---------- Dataset records ----------

PR #84, opened 2017-06-25
CLN: Misc cleanup on middle layers in prep for better docs

danielballan:
- Consistently follow pattern of naming things CurioVirtualCircuit etc.
- Move all testing code to tests, not in __main__ of modules. (Some tests were
  being maintained redundantly in both places; some needed to be moved.)

### DIFF
--- a/caproto/curio/client.py
+++ b/caproto/curio/client.py
@@ -3,8 +3,8 @@
 # It builds on the abstractions used in caproto, adding transport and some
 # caches for matching requests with responses.
 #
-# VirtualCircuit: has a caproto.VirtualCircuit, a socket, and some caches.
-# Channel: has a VirtualCircuit and a caproto.ClientChannel.
+# CurioVirtualCircuit: has a caproto.VirtualCircuit, a socket, and some caches.
+# CurioChannel: has a CurioVirtualCircuit and a caproto.ClientChannel.
 # Context: has a caproto.Broadcaster, a UDP socket, a cache of
 #          search results and a cache of VirtualCircuits.
 #
@@ -21,14 +21,14 @@ class ChannelReadError(Exception):
     ...
 
 
-class VirtualCircuit:
+class CurioVirtualCircuit:
     "Wraps a caproto.VirtualCircuit and adds transport."
     def __init__(self, circuit):
         self.circuit = circuit  # a caproto.VirtualCircuit
-        self.channels = {}  # map cid to Channel
-        self.ioids = {}  # map ioid to Channel
+        self.channels = {}  # map cid to CurioChannel
+        self.ioids = {}  # map ioid to CurioChannel
         self.ioid_data = {}  # map ioid to server response
-        self.subscriptionids = {}  # map subscriptionid to Channel
+        self.subscriptionids = {}  # map subscriptionid to CurioChannel
         self.connected = True
         self.socket = None
         self.command_queue = curio.Queue()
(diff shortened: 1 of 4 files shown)


danielballan:
This is not ready for review.

tacaswell:
To enter the :bike: :house_with_garden:  on this, would it be a better convention to in the mid layers `import caparto as ca` and always use the lower level classes as `ca.FOO` instead of having `caprto.curio.CurioFoo` (see https://youtu.be/o9pEzgHorH0?t=10m29s).

klauer:
Makes sense, though I admit I was partial to being able to run those examples individually and readily through `__main__` without py.test getting in the way.

tacaswell:
we could move the tests into the modules?  I also love `-k thread` which only runs the tests with the word 'thread' in their name.

klauer:
Yeah, I use `-k` often. I guess mostly I liked the curio server one, where I could easily poke around with `caget`, `caput`, and `camonitor` with a set of known PVs. 

Can we include some separate examples, now that the threaded/curio/async implementations are included in caproto base? I think the original argument against those was when they weren't intended to be part of the core library.

danielballan:
> Can we include some separate examples [...]?

Yeah, I had the same thought. I think that will address your needs and is a nice thing to provide anyway.

klauer:
Rebased and force-with-lease-pushed this old PR.  Examples were moved out in another PR, so this is only with renames.

Addressing @tacaswell's old bikesheddy comment, I dislike relying on the full module.submodule.classname as we have _many_ duplicate class names in caproto - oftentimes where one is using the other. I think it's justified to name them differently in this case.

danielballan:
Let’s not merge this just yet. Still want to mull over our options.

tacaswell:
I think this comes back to the same issue as our plans discussion, if you always do `import curio.Submodule as cS` instead of `from curio.Submodule import thing1, thing2` the ambiguity is eliminated.

I think there is value (other than my sense of aesthetics) to having the same class names in all of the middle layers.  It will simplify doing something like  https://github.com/NSLS-II/ophyd/blob/91ddd92be35b84607345f8c8af9e561a0bc2fb78/ophyd/signal.py#L41-L42 in a more generalized way (the auto quote does not seem to work between repos :( , it is the `cl` injection into `Signal`) to also expect more async co-routines (not sure exactly what those will look like yet).  We could also have each middle layer expose a `SimpleNamespace` with consistent names.

With `curio` and `threading` there are not many cases where we want to swap them out for each other, but I can imagine that with we will be able to write one `AsyncPV` class and swap out the asyncio/curio/trio backends for it.

danielballan:
I had also made that connection and was mentally composing a similar comment. The async and non-async variants are not drop-in replacements for one another, and while that makes this less compelling _now_, I think it will be more compelling later when we have multiple async variants in the codebase.

Here's an idea I'm not attached to (and may not even be in favor of)... Maybe instead of giving each transport implementation a special name, we should give the _core_ classes special names. I think the confusing part of this design comes from things like `context.circuit.circuit` and the fact that both `context.circuit` and `context.circuit.circuit` are instances of a class named `VirtualCircuit`. While a given application will rarely mix `curio.server.VirtualCircuit` with `asyncio.server.VirtualCirciuit`, _all_ applications will juggle some `<TRANSPORT>.<ROLE>.VirtualCircuit` and `caproto._core.VirtualCircuit`. Both will be commonly handled in interactive debugging sessions. Giving the latter a special name might help.

klauer:
Good discussion above, but this is an old and defunct PR. Closing.

PR #85, opened 2017-06-27
BENCH/WIP: benchmarking update

klauer:
* Separate IOC that needs to be run alongside asv (`python -m benchmarks.bench_ioc`)
* Current tests:
    - 4k array
    - 1M array
    - 2M array

Not satisfied with this layout just yet, need to rethink...

### DIFF
--- a/benchmarks/bench_ioc.py
+++ b/benchmarks/bench_ioc.py
@@ -1,0 +1,59 @@
+import os
+from . import util
+
+
+class IocHandler:
+    def __init__(self):
+        # NOTE: have to increase EPICS_CA_MAX_ARRAY_BYTES if NELM >= 4096
+        #       (remember default is 16384 bytes / sizeof(int32) = 4096)
+        self._cms = []
+        self._softioc_processes = []
+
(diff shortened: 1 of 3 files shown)


benchmarks/bench_ioc.py
```diff
@@ -0,0 +1,59 @@
...
+        self._cms = []
+        self._softioc_processes = []
+
+    def setup_ioc(self, *, db_text, max_array_bytes=16384, env_vars=None,
+                  **kwargs):
+        if env_vars is None:
+            env_vars = {}
+
+        env = dict(EPICS_CA_MAX_ARRAY_BYTES=str(max_array_bytes))
+        os.environ['EPICS_CA_MAX_ARRAY_BYTES'] = str(max_array_bytes)
```
danielballan: I know this is WIP -- just flagging this for later: lines 17 and 18 look redundant.

klauer: `os.environ` doesn't get passed to the subprocess, so that's why `env` is here. But good point, this line isn't really necessary.

klauer:
Closed in favor of #112 or anything else, really

PR #90, opened 2017-07-01
Refactoring _data.py

danielballan:
Just getting started here -- do not merge.

Next, I plan to fix up `ChannelData.set_dbr_data` (currently it seems to ignore its `metadata` parameter). Then I plan to refactor `ChannelData.__init__` to use `set_dbr_data`.

### DIFF
--- a/caproto/_data.py
+++ b/caproto/_data.py
@@ -210,6 +210,7 @@ class ChannelData:
         self.string_encoding = string_encoding
         self.reported_record_type = reported_record_type
         self._subscription_queue = None
+        # a dict of un-filled structs for possible future use
         self._dbr_metadata = {
             chtype: DBR_TYPES[chtype]()
             for chtype in (promote_type(self.data_type, use_ctrl=True),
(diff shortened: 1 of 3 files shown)


caproto/_data.py
```diff
@@ -236,18 +231,18 @@ def get_dbr_data(self, type_):
...
+        except KeyError:
             dbr_metadata = DBR_TYPES[type_]()
+            self._dbr_metadata[type_] = dbr_metadata  # cache for reuse
 
         self._copy_metadata_to_dbr(dbr_metadata)
         return dbr_metadata, values
 
     async def set_dbr_data(self, data, data_type, metadata):
         '''Set data from DBR metadata/values'''
+        self.timestamp = time.time()
```
klauer: Timestamp should be set after updating the value, as `fromtype` may reject it

caproto/_data.py
```diff
@@ -146,7 +146,8 @@ def string_encoding(self):
 
 
 class ChannelData:
-    data_type = ChType.LONG
+    # subclass must define a `data_type` class attribute, set to a value of the
+    # ChType enum
 
     def __init__(self, *, value=None, timestamp=None, status=0, severity=0,
                  string_encoding='latin-1', alarm_status=None,
```
danielballan: Notes to self:
* `values` should be called `data` for consistency with everything else
* `string_encoding` should probably only be a kwarg for enum, str, and char channels
* `alarm_status` makes sense (as notes in docstring, it's for sharing one alarm between channels)
* `timestamp`, `status`, `severity` should be lumped into `metadata`, same as in the `set_dbr_data` method
* If alarm-related metadata is provided (i.e., status, severity) it should get applied to the alarm status instance, not silently ignored.

danielballan:
Superceded by #96

PR #92, opened 2017-09-20
MNT: hide import from _data to support py3.4

tacaswell:
attn @dchabot

### DIFF
--- a/caproto/__init__.py
+++ b/caproto/__init__.py
@@ -6,7 +6,10 @@ from ._state import *
 from ._commands import *
 from ._dbr import *
 from ._status import *
-from ._data import *
+try:
+    from ._data import *
+except SyntaxError:
+    pass
 
 from ._version import get_versions
 __version__ = get_versions()['version']


danielballan:
Cool. So we'll try to keep the parts of the code that don't use concurrency (the core, the threading client) 3.4-compatible.

tacaswell:
As part of the test refactor you briefly mentioned, we probably should segregate the 3.4 compatible tests and run them (I think the PV tests copied from pyepics should all be 3.4 compatible).

klauer:
Why are we caring about 3.4?

tacaswell:
Because @dchabot asked me if it worked with python <3.5 and the threaded client does work with 3.4 with only this change.

klauer:
OK, in that case it's fine with me. Can you check for 3.4 in the exception block just in case someone dumb (like me) makes an actual syntax error in `_data.py`?

danielballan:
I'm :+1: on support 3.4, but I don't like conditional top-level imports. Let's take the opportunity to move the `_data.py` content in `caproto/server/core.py`. These are helper utilities for implementing servers, not part of the protocol.

I also plan to reorganize the test modules (we have test_threading_pv, test_threading, test_thread_pv...) which is a good excuse to separate 3.4-compatible tests.

PR #94, opened 2017-09-23
CI: build epics from source; cache on travis

klauer:
Benefits: full matrix of environments to test with (Python versions + EPICS base/module versions)

First run is slow until cache is built (~7 minutes), subsequent builds are on the same order as the current docker solution. See build that uses cache: https://travis-ci.org/klauer/caproto/builds/279039068

~Note that 3.16 is still a bit finicky, but otherwise tests are passing. Will try to investigate it, though I don't think it's too big of a deal at the moment.~

Update on R3.16.1 and 3.16 branch master, pyepics test IOC segfaults consistently when `simulator.py` is running (also from the test IOC). Should report upstream and not bother with 3.16 for now.


danielballan:
Sounds good. Travis is failing. I'm OK with switching to Circle-CI if we can figure out how to get the GH integration working.

klauer:
It's failing because of failing tests... I'd rather not switch to circle after spending a day getting this working...

danielballan:
Oh, of course.

It's great to be testing against a matrix of EPICS versions. Thanks for taking this on.

danielballan:
The failure was an intermittent one involving the threaded client. All green now.

PR #96, opened 2017-09-25
Refactoring _data.py (revisited)

danielballan:
A slightly less ambitious take on #95, re-done from scratch with cleaner commits.

- [x] Implement access rights
- [x] One alarm has many channels
- [x] Sync an alarm and all its channels properly
- [x] Only allow updates via the `write` method; make attributes into read-only properties.
- [x] Update metadata when it is included in the write. (It is presently ignored.)

Supercedes #95 and and #90


caproto/_data.py
```diff
@@ -10,6 +10,10 @@
                    SubscriptionType)
 
 
+class Forbidden(Exception):
```
klauer: We have a caproto base exception

caproto/_data.py
```diff
@@ -125,34 +129,50 @@ def convert_values(values, from_dtype, to_dtype, *, string_encoding='latin-1',
     return np.asarray(values).astype(_numpy_map[to_dtype])
 
 
-class ChannelAlarmStatus:
-    def __init__(self, *, channel_data=None, status=0, severity=0,
+class ChannelAlarm:
```
klauer: :+1:

caproto/_data.py
```diff
@@ -125,34 +129,50 @@ def convert_values(values, from_dtype, to_dtype, *, string_encoding='latin-1',
...
-                 alarm_string=''):
-        self.channel_data = channel_data
-        self.status = status
-        self.severity = severity
-        self.acknowledge_transient = acknowledge_transient
-        self.acknowledge_severity = acknowledge_severity
-        self.alarm_string = alarm_string
+                 alarm_string='', string_encoding='latin-1'):
+        self._channels = []
+        self.string_encoding = 'latin-1'
```
klauer: Should be string_encoding

caproto/_data.py
```diff
@@ -219,60 +246,73 @@ def __init__(self, *, value=None, timestamp=None, status=0, severity=0,
...
-    def astype(self, to_dtype):
-        '''Convenience function: convert stored data to a specific type'''
-        native_to = native_type(to_dtype)
-        return convert_values(values=self.value, from_dtype=self.data_type,
-                              to_dtype=native_to,
-                              string_encoding=self.string_encoding,
-                              enum_strings=getattr(self, 'enum_strings', None))
-
-    async def get_dbr_data(self, type_):
+    async def read(self, hostname, username, data_type):
```
klauer: I like it but also feel that Python should be able to get a DBR type out without having to fake a host name and username

caproto/_data.py
```diff
@@ -219,60 +246,73 @@ def __init__(self, *, value=None, timestamp=None, status=0, severity=0,
...
             # TODO: non-standard type request. frequent ones probably should be
             # cached?
-            dbr_metadata = DBR_TYPES[type_]()
+            dbr_metadata = DBR_TYPES[data_type]()
 
         self._copy_metadata_to_dbr(dbr_metadata)
         return dbr_metadata, values
 
-    async def set_dbr_data(self, data, data_type, metadata):
+    async def write(self, hostname, username, data, data_type, metadata):
```
klauer: Ditto - should be able to shove in data via python too without caring about CA access rights

caproto/_data.py
```diff
@@ -331,30 +371,39 @@ def status(self):
...
+        username : string
+        
+        Returns
+        -------
+        access : :data:`AccessRights.READ_WRITE`
+        """
         return AccessRights.READ_WRITE
 
+    def __del__(self):
+        self.alarm.disconnect(self)
```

----------

Exercise: Which lines above hold the string "more"? Please copy all of them.

Answer box:
I think there is value (other than my sense of aesthetics) to having the same class names in all of the middle layers.  It will simplify doing something like  https://github.com/NSLS-II/ophyd/blob/91ddd92be35b84607345f8c8af9e561a0bc2fb78/ophyd/signal.py#L41-L42 in a more generalized way (the auto quote does not seem to work between repos :( , it is the `cl` injection into `Signal`) to also expect more async co-routines (not sure exactly what those will look like yet).  We could also have each middle layer expose a `SimpleNamespace` with consistent names.
I had also made that connection and was mentally composing a similar comment. The async and non-async variants are not drop-in replacements for one another, and while that makes this less compelling _now_, I think it will be more compelling later when we have multiple async variants in the codebase.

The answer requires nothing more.